The Pacific Northwest produce market has been strong this season for reefer carriers, with outbound volumes 17% higher than last season in Washington state. Apples have been in high demand, up 36% y/y and making up 65% of outbound loads. State average reefer linehaul rates are around 7% higher than last year, averaging $1.55/mile, up $0.05/mile last week in Seattle.
In the Pendleton market, spot rates averaged $1.88/mile, up $0.14/mile from last year, due to a 15% higher volume of loads moved. Last week, loads from Pendleton to Los Angeles paid carriers $1.53/mile on an 18% higher volume. Further south in Fresno, the load volume was up 10% last week, with reefer linehaul rates up $0.04/mile to $1.72/mile for outbound loads.
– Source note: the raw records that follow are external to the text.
PR #772, opened 2025-07-25
Basic support for device arrays

### LINKED ISSUE #750: Experimenting with GPU / cupy
I'm reading up on some related issues (https://github.com/cubed-dev/cubed/issues/304, https://github.com/cubed-dev/cubed/issues/307) but wanted to check on the status of cubed with cupy arrays. https://github.com/TomAugspurger/cubed-cupy has my notes. I needed a couple small tweaks to `cubed` to get things working:

1. Use `array_api_compat.cupy` instead of `array_api_compat.numpy`. The main `cupy` doesn't seem to be compatible with the array api yet (`cupy.bool` vs. `cupy.bool_` is the first issue I hit; haven't looked further yet). edit: https://github.com/cupy/cupy/issues/9249 for that.
2. We don't really ever want to convert from a `cupy.ndarray` to a `numpy.ndarray`, since it's (usually) *not* a simple view on a buffer. `np.asarray(cupy_array)` triggers a copy from the GPU to host memory. I haven't looked into where all this occurs, but as a hack for now I've just opted to not convert to a `numpy.ndarray`.

Those changes are at https://github.com/cubed-dev/cubed/compare/main...TomAugspurger:cubed:twa/cupy-compat?expand=1.

Finally, zarr-python natively supports cupy buffers, so we enable that with `zarr.config.enable_gpu()`. With those changes, I was able to run the examples at https://cubed-dev.github.io/cubed/examples/basic-array-ops.html.

Has anyone else tried tried this combination?

If anyone else is interested in this let me know and I can push things along.

TomAugspurger:
This PR fixes a few issues preventing us from using cupy arrays for basic operations. With the changes on this branch, I can run

```
❯ ZARR_BUFFER="zarr.buffer.gpu.Buffer" ZARR_NDBUFFER="zarr.buffer.gpu.NDBuffer" CUBED_BACKEND_ARRAY_API_MODULE=array_api_compat.cupy pytest cubed/tests/test_array_api.py -vs
```

without error, assuming you have cupy and zarr-python 3.x installed.

## Summary of Changes

Most things worked already. The majority of the changes consist of

- small changes to use the array API rather than `numpy` to allocate data (e.g. `np.empty`)
- changes to `assert_array_equal` to handle host to device transfers for `cupy.ndarray` (you need to explicitly call `.get()` to get a numpy ndarray)
- change `backend_array_to_numpy_array` to preserve cupy arrays: My understanding is that this is primarily used to ensure that zarr gets a NumPy ndarray. zarr-python 3.x has support for device buffers (currently just cupy, but hopefully more in the future). So we want to delay transfering from device to host and let zarr do that.
- skipping certain tests
  - all the process based tests (need to figure out how best to handle this)
  - the `getitem` test using `ndindex`, which AFAICT only supports numpy currently

There's still plenty more to do to make this fully functional, but I think this removes the initial hurdles to using cubed with cupy.

Closes #750

### DIFF
--- a/cubed/backend_array_api.py
+++ b/cubed/backend_array_api.py
@@ -32,6 +32,7 @@ else:
     import array_api_compat.numpy
 
     namespace = array_api_compat.numpy
+    xp_name = "numpy"
 
 
 # These functions to convert to/from backend arrays
--- a/cubed/backend_array_api.py
+++ b/cubed/backend_array_api.py
@@ -41,6 +41,9 @@ else:
 
 
 def backend_array_to_numpy_array(arr):
+    # temporarily disable this. for cupy `arr` and GPU buffers in Zarr, we don't
+    # want to convert to NumPy.
+    return arr
     return np.asarray(arr)
 
 
--- a/cubed/backend_array_api.py
+++ b/cubed/backend_array_api.py
@@ -38,13 +38,21 @@ else:
 # assume that no extra memory is allocated, by using the
 # Python buffer protocol.
 # See https://data-apis.org/array-api/latest/API_specification/generated/array_api.asarray.html
+if "cupy" in namespace.__name__:
+    # zarr-python 3.x natively supports some device buffers (currently just cupy,
+    # but https://github.com/zarr-developers/zarr-python/issues/2658 is expanding the
+    # set). For these backends, we *don't* want to copy to the host.
 
+    def backend_array_to_numpy_array(arr):
+        return arr
 
-def backend_array_to_numpy_array(arr):
-    # temporarily disable this. for cupy `arr` and GPU buffers in Zarr, we don't
-    # want to convert to NumPy.
-    return arr
-    return np.asarray(arr)
+else:
+
+    def backend_array_to_numpy_array(arr):
+        # temporarily disable this. for cupy `arr` and GPU buffers in Zarr, we don't
+        # want to convert to NumPy.
+        # return arr
+        return np.asarray(arr)
 
 
 def numpy_array_to_backend_array(arr, *, dtype=None):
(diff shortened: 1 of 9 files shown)


cubed/backend_array_api.py
```diff
@@ -38,10 +38,21 @@
...
+        return arr
 
-def backend_array_to_numpy_array(arr):
-    return np.asarray(arr)
+else:
+
+    def backend_array_to_numpy_array(arr):
+        # temporarily disable this. for cupy `arr` and GPU buffers in Zarr, we don't
+        # want to convert to NumPy.
+        # return arr
```
tomwhite, line 54: Remove these three comment lines?

docs/user-guide/gpus.md
```diff
@@ -0,0 +1,24 @@
+# GPU Support
+
+Cubed has experimental support for using GPU-backed ndarrays. With zarr-python's
+[native GPU support], you can load data into GPU memory, perform some cubed
+computation on the GPU, and write the result, while minimzing the number of host
```
tomwhite, line 5:
```suggestion
computation on the GPU, and write the result, while minimizing the number of host
```

tomwhite (commented):
This looks great @TomAugspurger!

Quick comments:
* The mypy failure needs fixing by adding the relevant line here: https://github.com/cubed-dev/cubed/blob/main/setup.cfg#L22
* The JAX tests are now failing because of the change in `_assemble_index_chunk`, which now exposes the fact that JAX can't do in-place mutation in the usual way. Not sure how to fix that yet...

TomAugspurger:
The only failing test is `test_default_spec[lithops]`: https://github.com/cubed-dev/cubed/actions/runs/16546166408/job/46800471136?pr=772#step:6:2279, which fails with

```
        if errors:
>           raise Error(errors)
E           shutil.Error: [('/opt/hostedtoolcache/Python/3.11.13/x64/lib/python3.11/site-packages/lithops/__pycache__', '/tmp/lithops-runner/lithops/__pycache__', "[Errno 17] File exists: '/tmp/lithops-runner/lithops/__pycache__'")]
```

I'm unfortunately not able to reproduce that locally.

Issue #837, opened 2025-11-21
Ability to visualize plans that exceed memory


tomwhite:
> I think it would be even more useful if you could call `visualize` to get a plan that you can look at even if memory is exceeded. You'd get a warning in that case. And calling `compute` would raise the exception. 

 _Originally posted by @tomwhite in [#568](https://github.com/cubed-dev/cubed/issues/568#issuecomment-3559155003)_

The visualization could mark the offending operations in red.

tomwhite:
Fixed in #846

PR #846, opened 2025-12-01
Visualize plans that exceed memory

neilSchroeder:
I saw #837 and thought it would be a good place for a more meaningful contribution. 

Here's a PR that implements this feature.

memory_exceeded_plan

I've changed how the system handles and reports operations that exceed allowed memory in computation plans. Instead of failing immediately, plans can now be created even if some operations exceed memory limits and errors are raised when execution is attempted. Plans with operations exceeding memory limits are clearly marked with an internal property. The visualization highlights bad operations and issues a warning. Tests have been updated to reflect this new behavior.

### DIFF
--- a/cubed/core/plan.py
+++ b/cubed/core/plan.py
@@ -639,7 +639,9 @@ class FinalizedPlan:
 
         if self._ops_exceeding_memory:
             # Build warning text in red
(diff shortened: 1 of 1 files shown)


tomwhite (approved):
Brilliant! Thanks for working on this @neilSchroeder!

PR #861, opened 2026-01-13
Feature/virtualizarr support

neilSchroeder:
# Virtual Array Support

## What
This is a shot in the dark at attempting to implement `ManifestArray` support in `cubed`.

## Why
There's an ideal workflow that looks like:
1) A file is stored as a NetCDF
2) Open that file as a virtual dataset with VirtualiZarr
3) Manipulate that array with Cubed
4) Write to Zarr

This makes use of the zero-copy functionality of VirtualiZarr and allows for embarassingly parallel workflows that start with NetCDFs and do not need intermediate Zarrs.

## Some Comments
@tomwhite & @TomNicholas I would love your feedback on the implementation here, I sorta hacked this together and tried to get it to work with using a real-world example. It works for my use case now, but I'm not convinced I've come up with a particularly thorough/generalizable implementation.


neilSchroeder:
Hi @TomNicholas, happy to clarify. Here's some pseudo code that I think illustrates the problem:

```python
# Step 1: Create virtual dataset
manifest_dataset = virtualizarr.open_virtual_mfdataset(
    s3_files,  # 8,760 file paths
    parallel="lithops"  # Uses serverless workers to read metadata
)
# Result: manifest_dataset contains only references
#   Example: {"path": "s3://bucket/file.nc", "offset": 1024, "length": 8192}
#   No actual data downloaded

# Step 2: Convert VirtualiZarr manifests to Cubed arrays
temperature = cubed.from_manifest(
    load_chunk=lambda key: fetch_from_s3(manifest[key]),  # Serializable loader
    shape=(8760, 39, 150, 150),
    chunks=(1, 39, 50, 50),
    dtype='float32'
)
# Result: Cubed array with lazy chunk loaders
#   Still no data movement - just a computation plan

# Step 3: Build computation DAG (still lazy)
pressure = cubed.from_manifest(...)
interpolated = cubed_operations.interp_to_pressure_levels(
    temperature, 
    pressure, 
    target_levels=[1000, 850, 500]  # Standard atmospheric levels
)
# Result: Computation graph, no execution yet

# Step 4: Execute on serverless workers (Lithops/Lambda)
interpolated.compute(executor="lithops")
# Result: Each worker:
#   1. Gets chunk key: (time=100, level=slice, y=0:50, x=0:50)
#   2. Calls load_chunk(key) → fetches ONLY that chunk from S3
#   3. Processes chunk → interpolates to pressure levels
#   4. Writes result to Zarr
# Data never passes through client
```

I was getting stuck attempting to go directly from virtual datasets to cubed because of the ManifestArrays, so this is my attempt to solve that issue. I tried to find documentation on how to go about this, but couldn't come up with anything that would let me use lithops to get embarassingly parallel output to zarr.

TomNicholas:
Does that make sense @neilSchroeder ? Did you try the approach I suggested instead?

PR #894, opened 2026-04-10
Implement `__setitem__` for Cubed arrays

tomwhite:


tomwhite:
Closing this since it's the wrong approach. Cubed array's are immutable, so it would be better to implement a JAX-like update: `x = x.at[idx].set(y)`, see #906.

Issue #420, opened 2024-03-11
Failing tensordot test


tomwhite:
From https://github.com/cubed-dev/cubed/actions/runs/8231307282/job/22506341591?pr=419:

```
FAILED array_api_tests/test_linalg.py::test_tensordot - AssertionError: out.shape=(1, 0), but should be (0, 0) [tensordot( (0, 0) . (0, 0) )]
Falsifying example: test_tensordot(
    x1=cubed.Array<array-4451, shape=(0, 0), dtype=uint8, chunks=((0,), (0,))>,
    x2=cubed.Array<array-4452, shape=(0, 0), dtype=uint8, chunks=((0,), (0,))>,
    kw={'axes': ((-2,), (0,))},
)

You can reproduce this example by temporarily adding @reproduce_failure('6.99.2', b'AXicY2BgYARCCMEApZkAAGAACQ==') as a decorator on your test case
```

There was a similar failure in running #402.

tomwhite:
Fixed in #907

PR #907, opened 2026-05-26
Array API test fixes

tomwhite:
A bunch of corner cases found by running Hypothesis with default max examples (100)


tomwhite:
Fixes #420

PR #927, opened 2026-06-08
Rechunk store inefficiency fix

### LINKED ISSUE #877: Storing rechunked array uses too many tasks
For example, I noticed in #859 the final `_store_array` op has >200K tasks, while the one before it (`rechunk`) has only 1560 tasks, as shown in the plan below. These two ops should be fused and should only have 1560 tasks.

Image

What has happened is that the `_store_array` op is based on the number of chunks in the final array, rather than the number of write chunks in the final rechunk stage.

tomwhite:
Fixes #877

### DIFF
--- a/cubed/core/ops.py
+++ b/cubed/core/ops.py
@@ -282,6 +282,8 @@ def _store_array(
                     writes_map = pipeline.config.writes_map
                     if source.name in writes_map:
                         writes_map[source.name].array = target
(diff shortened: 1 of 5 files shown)


tomwhite:
This fix makes a few trade offs (a couple of dataclasses need to be mutated; rewiring the DAG is delicate) - but it's a fairly straightforward fix for the very problematic behaviour described in #877 - so it's worth merging I think.

PR #4510, opened 2020-10-30
Fix #4225 - virtualenv name when PIPENV_PYTHON set to filepath

### LINKED ISSUE #4225: Virtualenv name gets botched when PIPENV_PYTHON is a full path and WORKON_HOME is set

Check the [diagnose documentation](https://pipenv.pypa.io/en/latest/diagnose/) for common issues before posting! We may close your issue if it is very similar to one of them. Please be considerate, or be on your way.

Make sure to mention your debugging experience if the documented solution failed.

### Issue description

When trying to `pipenv install` using `PIPENV_PYTHON=$HOME/.pyenv/shims/python` and `WORKON_HOME=$HOME/.pyenv/versions`, the `Project.virtualenv_name` property includes slashes. This causes the virtualenv to get botched since it installs within nested directories.

### Expected result

Generated virtualenv name is something that can be a reasonable folder name.

### Actual result

```
❯ WORKON_HOME=$HOME/.pyenv/versions PIPENV_PYTHON=$HOME/.pyenv/shims/python PYENV_VERSION=3.7.7 pipenv install --dev
Pipfile: /Users/Diego/work/lucerna/test/Pipfile
Using /Users/Diego/.pyenv/shims/python (3.7.7) to create virtualenv…
⠦ Creating virtual environment...created virtual environment CPython3.7.7.final.0-64 in 691ms
  creator CPython3Posix(dest=/Users/Diego/.pyenv/versions/test-VgJQqnWV-/Users/Diego/.pyenv/shims/python, clear=False, global=False)
  seeder FromAppData(download=False, pip=latest, setuptools=latest, wheel=latest, via=copy, app_data_dir=/Users/Diego/Library/Application Support/virtualenv/seed-app-data/v1.0.1)
  activators BashActivator,CShellActivator,FishActivator,PowerShellActivator,PythonActivator,XonshActivator

Virtualenv location: /Users/Diego/.pyenv/versions/test-VgJQqnWV-/Users/Diego/.pyenv/shims/python
```

Honza-m:
### The issue

Fixing #4225

### The fix

If PIPENV_PYTHON is a path, only the last bit of the path gets included in the suffix, thus making sure that the environment name contains no incorrect characters. If it's a python version, the suffix is the version as previously intended. If PIPENV_PYTHON is not set, there is no suffix to the environment name.

I couldn't figure out an appropriate way to write tests for this since there don't seem to be tests created for the original function and new tests would depend on my pyenv setup, but if anyone knows how to test this effectively please let me know.

### DIFF
--- a/news/4225.bugfix.rst
+++ b/news/4225.bugfix.rst
@@ -1,0 +1,1 @@
+Fix a bug where setting PIPENV_PYTHON to file path breaks environment name
--- a/pipenv/project.py
+++ b/pipenv/project.py
@@ -443,7 +443,13 @@ class Project(object):
     def virtualenv_name(self):
         # type: () -> str
         sanitized, encoded_hash = self._get_virtualenv_hash(self.name)
-        suffix = "-{0}".format(PIPENV_PYTHON) if PIPENV_PYTHON else ""
+        suffix = ""
+        if PIPENV_PYTHON:
+            if os.path.isabs(PIPENV_PYTHON):
+                suffix = "-{0}".format(os.path.basename(PIPENV_PYTHON))
+            else:
+                suffix = "-{0}".format(PIPENV_PYTHON)
+
         # If the pipfile was located at '/home/user/MY_PROJECT/Pipfile',
         # the name of its virtualenv will be 'my-project-wyUfYPqE'
         return sanitized + "-" + encoded_hash + suffix


frostming:
thanks for working on this, care to add a news entry?

Honza-m:
First pull request, sorry 😅 Here you go.

frostming (approved):

PR #4568, opened 2020-12-15
Fix description of the compatible-release operator

deepyaman:

### The issue

I didn't create a GitHub issue, because the proposed change is trivial.

### The checklist

* [ ] Associated issue


frostming:
Thanks for the patch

Reefer load post volume increased for the fourth week following last week’s 5% gain, trailing last year by 8%. Available capacity decreased following last week’s 7% drop in equipment posts, increasing the load-to-truck ratio by 13% to 5.14.
According to the USDA, produce volumes have increased by 16% in the last three weeks, trailing last season by just 2% as we approach the official start of the 2024 produce season and seasonal rise in reefer spot rates. The volume of reefer truckloads moved for all commodity types increased by 11% last week, and in a sign that capacity is beginning to tighten, spot rates were flat for the fourth week at around $1.89/mile. Compared to last year, reefer linehaul rates are $0.14/mile lower and $0.01/mile higher than in 2020.